Spiritist Review — 1868 · Allan Kardec

Chapter 96 of 97

The Spiritist Criterion.

This journal, which a year ago was published in Madrid, under the title of El criterio, a fortnightly scientific review, has just resumed its first title, which had been forbidden to it under the preceding Spanish government. The director announces it in the following terms, in a supplement to No. 17:

“With the immense joy of triumph, deserved not by our feeble forces, but by the generosity of our cause, today we address ourselves to our constant protectors, to the friends who, in misfortune, encouraged and sustained us.
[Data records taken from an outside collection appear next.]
PR #392, opened 2026-06-17
feat(a2a): align A2A with x402 v2 in-band transport + canonical agent-card discovery

aaitor:
## Why

The A2A integration only interoperated with Nevermined's **own** SDK. The agent card was served at the pre-spec `/.well-known/agent.json`, but every current A2A client — including `@a2a-js/sdk`'s own default — discovers it at `/.well-known/agent-card.json`, so stock A2A clients 404'd on Nevermined agents (and vice-versa). And payment used a home-grown HTTP-header paywall rather than the standard, so a generic A2A agent couldn't pay a Nevermined agent. A2A's whole value is cross-vendor interoperability, so this defeated the purpose.

This is the A2A analog of the MCP in-band migration the team just shipped (#384), applying the same approach to the A2A transport.

### 1. Canonical agent-card discovery (interop fix)
- Serve the card at the canonical `/.well-known/agent-card.json`, keeping `/.well-known/agent.json` as a backward-compat **alias**.
- `PaymentsClient` defaults to the canonical path with a legacy fetch fallback.
- Bump `@a2a-js/sdk` `^0.3.4` → `^0.3.13` (stable line; 1.0 is still alpha).

### 2. In-band x402 v2 A2A transport (standards payment flow)
Per the [Coinbase x402 v2 A2A transport spec](https://github.com/coinbase/x402/blob/main/specs/transports-v2/a2a.md) + the official [a2a-x402 extension](https://github.com/google-agentic-commerce/a2a-x402):
- The agent card now declares the official extension URI (`.../a2a-x402/blob/main/spec/v0.2`) alongside `urn:nevermined:payment` (kept one release).
- **Payment required** → server returns an `input-required` Task with `x402.payment.status: payment-required` + `x402.payment.required` metadata (no HTTP 402).
- **Payment submitted** → the payload is read from the message's `x402.payment.payload` metadata, re-encoded via `encodeAccessToken` to the base64 token the facilitator verify/settle path already expects.
- **Settlement** is stamped in band (`payment-completed` + `x402.payment.receipts`). **A settlement failure forces `failed`/`payment-failed` and suppresses paid content — both the status message AND any artifacts — so a paid result is never delivered without settlement landing.**
- The legacy `payment-signature` header flow is kept as a **deprecated fallback (one release)**.

New module `src/a2a/x402-a2a.ts` ports the in-band task helpers (status enum, metadata-key constants, `createPaymentRequiredTask`/`recordPaymentSuccess`/`recordPaymentFailure`, …), mirroring the Python SDK.

## Backward compatibility
- Legacy `/.well-known/agent.json` still served (alias); legacy `payment-signature` header flow still works (deprecated).
- All changes additive — no existing public signature changed. `openclaw/` and `cli/` use no A2A APIs.

## Tests
- New coverage: first-contact → `input-required`; in-band payload → verify/execute/settle/receipts; verify/settle failure with **content + artifact** suppression; legacy-header regression.
- `pnpm build` + `pnpm lint` clean; **50 a2a / 332 full suite** green.

## Deferred (out of scope)
- **A2A 1.0** — `@a2a-js/sdk` 1.0 is still alpha; revisit when stable (keep TS/Python parity).
- **AP2 embedded flow** — the in-band structures are AP2-nestable; build when a counterparty exists.
- **Agent-card JWS signing** — production hardening, later.

## Pre-release note
The in-band token round-trip is verified at the codec level + against the mocked facilitator. A live-facilitator E2E pass on staging is worth running before release, same caveat as the MCP PRs.

### DIFF
--- a/src/a2a/paymentsRequestHandler.ts
+++ b/src/a2a/paymentsRequestHandler.ts
@@ -525,10 +525,10 @@ export class PaymentsRequestHandler extends DefaultRequestHandler {
             const redemptionConfig = await this.getRedemptionConfig()
 
             if (!redemptionConfig.useBatch) {
-              // Prefer the per-request context (in-band flag); fall back to a
-              // per-taskId lookup for executors that mint their own task id.
+              // Prefer the per-request context (authoritative in-band flag); fall
+              // back to a per-taskId lookup for executors that mint their own task id.
               const httpContext =
-                this.getHttpRequestContextForTask(event.taskId) ?? requestHttpContext
+                requestHttpContext ?? this.getHttpRequestContextForTask(event.taskId)
               // Execute redemption with server configuration for non-batch requests
               const response = await this.executeRedemption(
                 bearerToken,
@@ -562,7 +562,32 @@ export class PaymentsRequestHandler extends DefaultRequestHandler {
               }
             }
           } catch (err) {
-            // Do nothing
+            // x402 v2 A2A: settlement failed AFTER the paid event was already
+            // streamed to the client (a stream cannot retract it). Do NOT swallow
+            // it — log, and stamp payment-failed on the persisted task so
+            // tasks/get + resubscribe reflect the failure (mirrors non-streaming).
+            console.error('[PaymentsA2A] streaming settlement failed after execution:', err)
+            const httpContext =
+              requestHttpContext ?? this.getHttpRequestContextForTask(event.taskId)
+            if (httpContext?.inBand) {
+              try {
+                const task = resultManager.getCurrentTask()
+                if (task) {
+                  const errorReason = err instanceof Error ? err.message : String(err)
+                  if (task.status) task.status.state = 'failed'
+                  task.artifacts = undefined
+                  this.recordInBandSettlement(task, httpContext, {
+                    success: false,
+                    errorReason,
+                    transaction: '',
+                    network: '',
+                  })
+                  await resultManager.processEvent(task)
+                }
+              } catch (stampErr) {
+                console.error('[PaymentsA2A] failed to stamp streaming payment-failed:', stampErr)
+              }
+            }
           }
         }
 
@@ -627,7 +652,7 @@ export class PaymentsRequestHandler extends DefaultRequestHandler {
           // carries the in-band flag). Fall back to a per-taskId lookup for
           // executors that mint their own task id (the event's taskId may then
           // differ from the request's generated one).
-          const httpContext = this.getHttpRequestContextForTask(event.taskId) ?? requestHttpContext
+          const httpContext = requestHttpContext ?? this.getHttpRequestContextForTask(event.taskId)
           await this.handleTaskFinalization(resultManager, event, bearerToken, httpContext)
         }
 
@@ -817,9 +842,11 @@ export class PaymentsRequestHandler extends DefaultRequestHandler {
           }
         }
       } catch (err) {
-        // Settlement failed AFTER the agent executed. For the in-band x402 v2
-        // A2A path this is surfaced below (payment-failed + suppressed content);
-        // for the legacy header path the prior behavior (swallow) is preserved.
+        // Settlement failed AFTER the agent executed. Always log it (the legacy
+        // header path has no other surface for it). For the in-band x402 v2 A2A
+        // path it is additionally surfaced below as payment-failed + suppressed
+        // content; the legacy header path still delivers the result (no retract).
+        console.error('[PaymentsA2A] settlement failed after execution:', err)
         settlementError = err
       }
 
@@ -882,7 +909,9 @@ export class PaymentsRequestHandler extends DefaultRequestHandler {
           this.deleteHttpRequestContextForTask(event.taskId)
         }
       } catch (err) {
-        // Do nothing
+        // This block persists the payment-failed/suppressed task; if it throws the
+        // suppression itself failed, so log loudly rather than swallow.
+        console.error('[PaymentsA2A] failed to persist finalized task:', err)
       }
     }
     try {
--- a/src/a2a/paymentsRequestHandler.ts
+++ b/src/a2a/paymentsRequestHandler.ts
@@ -23,7 +23,12 @@ import { PaymentsError } from '../common/payments.error.js'
 import { StartAgentRequest, isValidScheme } from '../common/types.js'
 import { Payments } from '../payments.js'
 import { decodeAccessToken } from '../utils.js'
-import { buildPaymentRequired, type X402PaymentRequired } from '../x402/facilitator-api.js'
+import {
+  buildPaymentRequired,
+  type SettlePermissionsResult,
+  type X402PaymentRequired,
+} from '../x402/facilitator-api.js'
+import { x402A2AUtils } from './x402-a2a.js'
 import type {
   A2AAuthResult,
   A2AStreamEvent,
@@ -184,7 +189,9 @@ export class PaymentsRequestHandler extends DefaultRequestHandler {
     }
 
     const agentId = paymentExtension?.params?.agentId as string | undefined
-    const scheme = isValidScheme(decodedAccessToken.accepted?.scheme) ? decodedAccessToken.accepted.scheme : 'nvm:erc4337'
+    const scheme = isValidScheme(decodedAccessToken.accepted?.scheme)
+      ? decodedAccessToken.accepted.scheme
+      : 'nvm:erc4337'
 
     const paymentRequired: X402PaymentRequired = buildPaymentRequired(planId, {
       endpoint: endpoint || '',
@@ -265,7 +272,9 @@ export class PaymentsRequestHandler extends DefaultRequestHandler {
       throw PaymentsError.unauthorized('Plan ID not found in agent card.')
     }
 
-    const scheme = isValidScheme(decodedAccessToken.accepted?.scheme) ? decodedAccessToken.accepted.scheme : 'nvm:erc4337'
+    const scheme = isValidScheme(decodedAccessToken.accepted?.scheme)
+      ? decodedAccessToken.accepted.scheme
+      : 'nvm:erc4337'
 
     // Build paymentRequired using the helper
     const paymentRequired = buildPaymentRequired(planId, {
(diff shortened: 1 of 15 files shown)


r-marques (commented):

_Reviewed `origin/main...HEAD` (15 files, +1561/-69) with the pr-review-toolkit panel: code-reviewer, silent-failure-hunter, pr-test-analyzer, type-design-analyzer. Read-only; no code modified._

This is a well-built, well-documented PR. The non-streaming in-band flow is solid and the untrusted-payload handling is genuinely careful. The blocker below is confined to the **streaming** transport, where the hardening applied to the non-streaming path was not mirrored — and that gap is a money/paid-content leak that is invisible in production.

### 🔴 Blockers (1)

- **Streaming settlement failure is silently swallowed — paid content delivered, no charge recorded, nothing logged, no `payment-failed` stamped** — `src/a2a/paymentsRequestHandler.ts:565` (the `catch (err) { // Do nothing }` in `processStreamingEventsWithFinalization`). _(silent-failure-hunter C1 conf 0.97; code-reviewer #1/#2 conf 86/82; pr-test-analyzer #2 conf high)_

  On the streaming path the final event carrying paid content is `processEvent`'d and `yield`ed to the client **before** `executeRedemption` (settlement) runs. The in-band stamping (`recordInBandSettlement`) sits *inside* the same `try`, only on the success branch — so when settlement throws (facilitator 5xx, RPC/bundler latency, the #1508-class abandon, insufficient on-chain credits at settle time), control jumps straight to `// Do nothing`:
  - paid content was already streamed to the client;
  - **no** `payment-failed` is stamped on the persisted task (unlike the non-streaming path at `:830-877`), so even `tasks/get`/resubscribe shows it as completed;
  - **nothing is logged** — directly contravening the repo rule *"Always log errors before re-throwing… silent catch-and-rethrow hides root causes"* (CLAUDE.md Gotchas).

  This contradicts the PR's own doc promise (`markdown/a2a-integration.md`): *"on failure it is `failed` / `payment-failed` … and paid content is suppressed"* — which holds for non-streaming only. The "a stream cannot retract already-yielded content" comment at `:547-551` is a legitimate transport constraint, but it argues for **recording + logging** the failure on the persisted task, not for swallowing it entirely. Minimum fix: in the streaming catch, `console.error` the original error and stamp `payment-failed` + an error receipt onto the saved task (mirror `:830-877`). Stronger fix: withhold the final streaming event until settle resolves, or explicitly document that streaming delivers at verify-time (not settle-time) and reconciles settle failures out-of-band. This path is **entirely untested** (no `message/stream` test; `buildCard()` never sets `capabilities.streaming: true`; the e2e streaming block is commented out) — add a streaming settle-failure test that pins whatever behavior you choose.

### 🟡 Should fix (4)

- **Legacy header-path settlement failure is captured then never read or logged** — `src/a2a/paymentsRequestHandler.ts:823` (`settlementError = err`). It is only surfaced under `if (httpContext?.inBand …)` (`:830`, `:870`); on the legacy `payment-signature` header path (`inBand === false`) `settlementError` is dropped on the floor — paid content delivered, no charge, **no log**. This is the default path for every already-deployed agent. At minimum add `console.error(…)` in the catch regardless of `inBand`. _(silent-failure-hunter H2, conf 0.9)_
- **`recordInBandSettlement` stamps `payment-verified` whenever `settlement` is undefined — including the `useBatch` case** — `src/a2a/paymentsRequestHandler.ts:486-487`. When batch redemption is configured, `executeRedemption` never runs, `settlement` stays `undefined`, and the non-streaming path stamps `payment-verified` — telling the client "verified, no on-chain settlement" when settlement was merely deferred to a batch process this handler never confirms. Conflates "you owe nothing" with "you'll be charged out-of-band." Narrow the `else` branch to the genuine no-credit path, or add a distinct deferred marker. Worth a maintainer confirmation on intent. _(silent-failure-hunter H3, conf 0.78)_
- **Suppression-guard `try` swallows its own errors** — `src/a2a/paymentsRequestHandler.ts:885` (`// Do nothing`). This block persists the carefully-built `payment-failed` task (`resultManager.processEvent(task)`). If that throws, the suppression silently fails and the original (paid) content can surface — i.e. the meta-failure of the fix itself is swallowed. Add a `console.error`. _(silent-failure-hunter M4, conf 0.85)_
- **Cheap untested branches this PR introduces** — _(pr-test-analyzer #3/#4, conf high)_:
  - non-payment `input-required` should NOT trigger the client resubmit — `_paymentRequiredTaskId` (`src/a2a/paymentsClient.ts:365-375`) guards on `payment-required`, but the "does not resubmit" test only covers a `completed` response. Add a case: `input-required` with no/other payment status → assert one `message/send`, no double-pay.
  - `PaymentsClient._fetchAgentCard` legacy fallback-on-error (`src/a2a/paymentsClient.ts:89-94`) is never exercised (the `A2AClient.fromCardUrl` mock always resolves). Add canonical-fails→legacy-succeeds and both-fail cases.

### 💡 Good to have (5)

- **`_fetchAgentCard` fallback discards the canonical-path error** — `src/a2a/paymentsClient.ts:89-94`. On canonical failure the original `err` is dropped and legacy is tried; if both fail, only the **legacy** error is thrown, masking a canonical-path TLS/DNS/5xx root cause behind a clean legacy 404. Also silent (no warn on fallback — relevant to the typosquatting threat the adjacent docs warn about). `console.warn` on fallback + preserve `{ cause: err }`. _(silent-failure-hunter M5, conf 0.8)_
- **`recordInBandSettlement({ status: event.status } as any, …)` over-promises a full `Task`** — `src/a2a/paymentsRequestHandler.ts:849,857`. `ensureStatusMetadata` reads `task.id` to synthesize `messageId: "${task.id}-status"`; on the success path, an A2A executor that emits a terminal status with no `status.message` yields the literal `"undefined-status"`. Latent (current tests always set `status.message`) but reachable. Narrow the helper param to `{ id?: string; status?: TaskStatus }` and guard the messageId against a missing id. _(type-design-analyzer, conf 0.7)_
- **`HttpRequestContext` should be a discriminated union** — `src/a2a/types.ts:165-186`. The three real states (pre-payment / in-band-auth / header-auth) are modeled as independent optionals, so the type admits contradictory combos the producer never emits and forces `validation: undefined as any` in `server.ts`. A `mode`-discriminated union removes the `as any` and lets consumers `switch`. Reasonable as a focused follow-up; at minimum document the mutual-exclusivity invariant now. _(type-design-analyzer, conf 0.8)_
- **`getPaymentRequirementsFromMessage` returns `as unknown as X402PaymentRequired` after only an `isPlainObject` check** — `src/a2a/x402-a2a.ts:149`. Asserts a rich interface that the runtime never validates. Blast radius is limited today (the server builds `paymentRequired` locally via `buildPaymentRequired`, not via this getter), but add a real type guard or return `Record<string, any>`. _(type-design-analyzer, conf 0.75)_
- **In-band failure receipt always carries empty `network`/`transaction`** — `src/a2a/paymentsRequestHandler.ts:849-854` (`network: settlement?.network || ''`, where `settlement` is undefined on the throw path). Populate `network` from `decodedAccessToken.accepted.network` so the error receipt is actionable. Also: the redundant `X402A2AUtils` static-key mirror (`src/a2a/x402-a2a.ts:120-124`) is referenced only inside its own file — drop it or mark intentional. _(silent-failure-hunter M6 conf 0.55; type-design-analyzer LOW conf 0.9)_

### ✅ Strengths

- **Non-streaming settlement-failure suppression is exemplary** — replaces the status message, drops `task.artifacts`, and test 3 even asserts `JSON.stringify(task)` contains no paid text (belt-and-suspenders against leakage through any field). This is the standard the streaming path should meet.
- **`response.txHash ?? response.transaction` is a genuine bug fix** — `SettlePermissionsResult` defines only `transaction`; the old `response.txHash` was always `undefined` against the typed shape. Both call sites updated consistently.
- **Untrusted in-band payload is well-bounded** — `isPlainObject` + 64KB cap; the server derives `planId`/`agentId` from its *own* agent card (never client input), and `accepted.scheme` passes `isValidScheme` with a safe `nvm:erc4337` fallback. No plan/scheme-confusion escalation; the re-encoded token is verify/settle-validated identically to a header token.
- **No cross-tenant ordering oracle and no error-message leak introduced**; verification short-circuits to HTTP 402 before execution (test 3b). The client resubmit is safe — gated on both `input-required` state and `payment-required` status, so no double-settle and no resubmit on a legitimate input request.
- Additive `src/index.ts` exports; consistent ESM `.js` import extensions; in-tree `openclaw/`/`cli/` consumers unaffected. Header-deprecation warning logged once-per-process. Strong helper-layer and non-streaming coverage, with spec-key/lifecycle constants pinned against wire-format drift.

r-marques (commented):
Inline anchors for the streaming settle-failure blocker called out in the automated review above (the two facets, at the two code sites).

src/a2a/paymentsRequestHandler.ts
```diff
@@ -440,11 +538,28 @@ export class PaymentsRequestHandler extends DefaultRequestHandler {
...
               if (response && event.metadata) {
-                event.metadata.txHash = response.txHash
+                event.metadata.txHash = response.txHash ?? response.transaction
                 event.metadata.creditsCharged = response.amountOfCredits
                   ? Number(response.amountOfCredits)
                   : event.metadata.creditsUsed
               }
+
+              // x402 v2 A2A transport: stamp the settlement receipt onto the
+              // persisted task in band. NOTE: a stream cannot retract the event
```
r-marques, line 548: **Streaming delivers paid content before settlement resolves.** This NOTE is right that the stream can't retract the already-yielded event — but the consequence is a payment leak: in the verify-pass / settle-fail window (exactly where bundler/RPC latency lives, cf. nvm-monorepo #1508) the buyer keeps the streamed content with no on-chain charge. The non-streaming path avoids this by suppressing content on settle failure (`:830-877`); the stream structurally can't.

Consider buffering the final status/artifact event until `executeRedemption` resolves, or — if at-verify delivery is intended — documenting it explicitly: `markdown/a2a-integration.md` currently promises *"on failure … paid content is suppressed"*, which holds for the non-streaming path only.

src/a2a/paymentsRequestHandler.ts
```diff
@@ -440,11 +538,28 @@ export class PaymentsRequestHandler extends DefaultRequestHandler {
...
+                    task,
+                    httpContext,
+                    response as SettlePermissionsResult,
+                  )
+                  await resultManager.processEvent(task)
+                }
+              }
             }
           } catch (err) {
             // Do nothing
```
r-marques: **Blocker: this swallows the settlement failure entirely.** The in-band stamp via `recordInBandSettlement` (L552) runs only on the success branch, so when `executeRedemption` (L533) throws, control lands here and:

- nothing is logged — violates the repo rule *"Always log errors before re-throwing"* (CLAUDE.md Gotchas);
- no `payment-failed` / error-receipt is stamped on the persisted task, so `tasks/get` + resubscribe still report it `completed`.

Mirror the non-streaming path (`:830-877`):

```ts
} catch (err) {
  console.error(`[x402] streaming settlement failed for task ${event.taskId}:`, err)
  if (httpContext?.inBand) {
    const task = resultManager.getCurrentTask()
    if (task) {
      const errorReason = err instanceof Error ? err.message : String(err)
      this.recordInBandSettlement(task, httpContext, { success: false, errorReason, transaction: '', network: '' } as SettlePermissionsResult)
      await resultManager.processEvent(task)
    }
  }
}
```

This whole branch is currently untested (no `message/stream` test; `buildCard()` never sets `capabilities.streaming: true`) — add a streaming settle-failure test pinning whatever behavior you choose.

aaitor:
Thanks for the review — addressed in 9afba6b:

- **🔴 Streaming settlement failure (blocker)** — no longer swallowed. The streaming finalization catch now `console.error`s the failure and stamps `failed` / `payment-failed` (with artifacts cleared) onto the **persisted** task, so `tasks/get` + `resubscribe` reflect it. (A stream cannot retract an already-yielded event, so this is record-on-the-saved-task, as the path comment documents.)
- **Legacy header + non-streaming settle failures** — now logged (`console.error`) regardless of `inBand`.
- **Stale per-task context (Copilot)** — both sites now prefer the per-request context: `requestHttpContext ?? getHttpRequestContextForTask(...)`.
- **Suppression-guard persist failure** — now logged instead of swallowed.
- **`ponytail:` markers** — replaced with `TODO(a2a):`.

Tracked as follow-ups (not in this commit): a dedicated streaming settle-failure regression test; `recordInBandSettlement` stamping `payment-verified` for the `useBatch` case (wants a maintainer call on intended semantics); the type-design suggestions (`HttpRequestContext` discriminated union, `getPaymentRequirements` runtime guard); and `_fetchAgentCard` fallback warn + `{cause}` + its test.

src/a2a/paymentsRequestHandler.ts
aaitor: Fixed in 9afba6b and now tested in e32a68f. The streaming catch matches your suggested code: it `console.error`s the failure and stamps `payment-failed` (success:false receipt + cleared artifacts) on the persisted task via `recordInBandSettlement`. New test 5 in `x402-inband-flow.test.ts` drives `message/stream` with a failing settlement and asserts the persisted task (via `tasks/get`) is `failed`/`payment-failed` with content suppressed.

r-marques (approved):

“The intolerance of the previous government had forbidden us the exercise of the most fruitful of liberties: that of study, when one day, sad because of disappointment, happy because it was the first of the struggle, we wished to publish the Criterio espiritista. See the response that was given to us by the ministerial secretary:

“Madrid, July 17, 1867.

“Government of the province; press section — After having examined the first number of the journal of which you are the editor and director, I saw that, by its special character, its tendencies, and the philosophical school it seeks to develop, it must be understood as falling under the second paragraph of article 52 of the law in force concerning the press. I warn you that it is not possible for me to authorize the said number, nor the following ones, if, beforehand, they are not examined and approved by the ecclesiastical censorship. God keep you, etc.” “On the following August 10 we received the telegram of which we transcribe the copy below:

“Madrid, August 6, 1867.

“These documents will not remain for the greater glory of their authors, whose names we abstain from giving to publicity, out of a matter of good manners. Today we are able to come to light, and the Criterio cientifico is replaced by the Criterio espiritista. The directorship is installed in the Calle del Arco de Santa Maria, No. 25, room 2; it is there that the adherents who wish to take part in the Spanish Spiritist Society, founded in 1865, and which had to suspend its sessions for the same reasons that had prevented the publication of the journal, may address themselves.” The regulation of the Society, which we have before our eyes, is conceived in an excellent spirit, and we can but applaud the provisions it contains. It places itself under the protection of the Spirit of Socrates, and its object is clearly defined in the first two articles:

“1st A private circle is constituted, under the denomination of the Spanish Spiritist Society, whose object is the study of Spiritism, principally in what concerns morality and the knowledge of the invisible world or of the Spirits; 2nd The Society may not, in any case, occupy itself with political questions, nor with religious discussions or controversies, which would tend to give it the character of a sect.” These provisions are of a nature to reassure those who might impute disruptive tendencies to the Society. At the moment of a revolution that has just broken the fetters placed upon the liberty to think, to speak, and to write, in which the emancipated masses are generally tempted to overstep the limits of moderation, neither the Society nor its organ thinks of taking advantage of it to depart from the exclusively moral and philosophical object of the Doctrine. Not only does it forbid itself politics, but even religious controversies, out of a spirit of tolerance and of respect for the conscience of each one. The director of the journal even abstains from stigmatizing, through publicity, the names of the signatories of the decrees that forbade his journal, so as not to deliver them to public animosity. It is that Spiritism, well understood, is everywhere the same: a guarantee of order and of moderation. It does not live on scandal; it has too much the sentiment of its dignity and sees things from too high, to lower itself to the personalities that always reveal pettiness of spirit, and never ally themselves with nobility of heart. The first number of the Criterio espiritista contains the following articles:

Introduction, by Alverico Perón. — The day of the dead, communication signed by Socrates, obtained at the Society of Seville. — The mediumistic faculty. — The Bible, communication signed by Socrates. — Session of magnetism. — The eternal halves, communication of Socrates. — Letter from a Spiritist. — Letter to Mr. Alverico Perón, by Allan Kardec, and communication of Saint Louis on the new situation of Spiritism in Spain. — Spiritist Review of Paris. We urge with insistence our Spiritist brothers of Spain to sustain with all their forces this organ of their belief. By the wisdom and prudence of its editing, it cannot fail to serve our cause usefully. It will be a bond that will establish relations among the adherents disseminated in different points of Spain. The director, Mr. Alverico Perón, is not a newcomer in our ranks; his efforts for the propagation of the Doctrine date from the year 1858, and we recall with pleasure the Formula del Espiritismo, which he was good enough to dedicate to us.